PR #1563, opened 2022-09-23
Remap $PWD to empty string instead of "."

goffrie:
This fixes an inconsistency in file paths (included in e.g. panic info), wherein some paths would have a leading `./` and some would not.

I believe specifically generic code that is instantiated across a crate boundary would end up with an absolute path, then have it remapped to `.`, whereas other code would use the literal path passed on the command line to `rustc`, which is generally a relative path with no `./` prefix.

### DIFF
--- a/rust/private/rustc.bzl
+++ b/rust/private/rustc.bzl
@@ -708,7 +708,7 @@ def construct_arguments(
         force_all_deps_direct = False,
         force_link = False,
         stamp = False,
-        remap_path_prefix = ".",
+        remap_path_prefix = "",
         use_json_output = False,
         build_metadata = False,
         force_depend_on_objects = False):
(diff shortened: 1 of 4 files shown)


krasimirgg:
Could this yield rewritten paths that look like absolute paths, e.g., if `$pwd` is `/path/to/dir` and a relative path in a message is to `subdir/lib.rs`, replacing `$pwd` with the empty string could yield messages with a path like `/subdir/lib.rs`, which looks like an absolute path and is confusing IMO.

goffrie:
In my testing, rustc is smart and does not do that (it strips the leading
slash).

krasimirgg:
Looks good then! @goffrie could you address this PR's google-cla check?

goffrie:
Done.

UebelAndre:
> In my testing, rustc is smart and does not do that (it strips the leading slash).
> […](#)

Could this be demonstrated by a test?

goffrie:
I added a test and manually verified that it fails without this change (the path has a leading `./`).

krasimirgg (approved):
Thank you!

= = =

Action item » Would you output the lines from the one that contains "the leading slash)." to the end of the data, both ends included, exactly as they appear?

Written answer »
> In my testing, rustc is smart and does not do that (it strips the leading slash).
> […](#)

Could this be demonstrated by a test?

goffrie:
I added a test and manually verified that it fails without this change (the path has a leading `./`).

krasimirgg (approved):
Thank you!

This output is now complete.